“The role of the economist is not to make simple things complicated, but to make complicated things simple.” Milton Friedman said that and, yes, he may have oversimplified when framing the purpose of business. But Friedman’s point about clarity is worth holding onto even if his views about role of business in society are not. I’ve always believed the best professors are those who can take complex concepts and make them accessible.
The bad news for even the most talented professors is that today I’m able to get this clarity from AI. Lately I’ve been asking ChatGPT about things I struggled with in graduate school, like Myerson’s proof of the Revelation Principle and the differences between Brouwer’s Fixed Point Theorem and Kakutani’s. The truth is I don’t recall enough math for the conversations to be helpful. But I can easily see AI as an indispensable tool for PhD students today.
My little experiment points to a larger question on the minds of business school leaders, “What are the implications of AI for the future of management education?” It is the question I’m most often asked these days. So here is a summary version of my usual response.
Business schools have built a large part of their value around content (the ideas, concepts, models, and frameworks). They have highly trained faculty teaching rigorous analytical frameworks in well-structured curricula. Expertise and explanations are a big part of the product. But technology—AI in particular—now delivers insights and clarity about concepts on demand, instantly and at scale. The question for business schools is what to do about it. The answer, I believe is clear. It lies in moving higher up the value chain. And leveraging technology to move fast.
When AI takes more of the content, it frees up time and energy for experiences. When students can access explanations instantly, business education becomes less about what happens at the front of the room and more about what students do with the ideas. Learning shifts from absorbing information to applying it to make decisions, reflecting on outcomes, understanding power dynamics, and navigating uncertainty. AI becomes the scaffold that allows instructors to design richer, more immersive learning environments where students practice leadership, not just study it.
Technology also enables something educators have struggled to provide, personalization. Every group (class) contains students who learn differently and have varying interests, strengths, and aspirations. But the traditional structure of the education forces everyone into the same pace and rhythm. AI changes that. It gives each learner the opportunity for a more responsive path, one that adapts to their pace and priorities. Instead of being pressed by the need to “cover the material,” students can pull themselves ahead through curiosity.
One of the biggest opportunities to leverage AI is to make management education more continuous. By this I’m talking not only about moving from discrete interventions to continuous engagement, but also about extending learning over the career lifecycle. Business is changing too quickly for a one or two-year degree to sustain someone for three to five years, much less a career. With the help of AI, a business school’s contribution to learning doesn’t have to end with graduation. Students can carry intelligent learning companions with them, receiving ongoing coaching, updates, and practice tailored to their careers. Business schools can become lifelong partners rather than one-time providers, supporting alumni as industries, roles, and technologies change.

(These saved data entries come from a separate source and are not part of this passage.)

PR #96, opened 2022-04-21
Use osg 3.5 wn-client instead of current for LIGO cvmfs-x509-helper libraries

DrDaveD:
As discussed in [SOFTWARE-4799](https://opensciencegrid.atlassian.net/browse/SOFTWARE-4799)

PR #99, opened 2022-04-25
Update libexec interface for LIGO 

DrDaveD:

Finally, the rise of AI provides the opportunity for management education to become more social, not less. When content delivery takes less time, the classroom (physical or virtual) becomes a place for conversation, debate, teamwork, and reflection, enabling the messy, relational experiences where leadership actually develops. Students must learn to collaborate not only with peers, but also with intelligent systems. Prompting, evaluating AI output, questioning its assumptions, and deciding when not to trust it (and how to build trust with it) become essential managerial skills. Future leaders will manage hybrid teams of humans and machines, and business schools have a central role to play in preparing them.
I’ve been particularly interested in this last point because of my own experience. Today, I still value the clarity economics brings to my understanding of the world. The models help me to bring order to complexity and offer a shared language for thinking about choices. But they are simplifications. The real work of organizations happens in the messy space between people, in the way they communicate, build (or lose) trust, perceive others, and handle their emotions. I save this topic for another blog.
When you bring all this together, the future becomes clear. AI isn’t undermining business schools, it is pushing them toward their true value, building on the human, relational, and developmental aspects of education that have been overshadowed by content delivery. In short, the future of management education is more experiential, personalized, continuous, and social. Fundamentally, it’s about transforming how we teach more than what we teach.
The business schools that thrive will be the ones that lean into this shift. They will treat AI not as a competitor but as a catalyst, one that frees them and enables them to focus on the things that matter most. That includes designing powerful experiences, cultivating judgment, developing human capabilities, and supporting learners across their entire careers.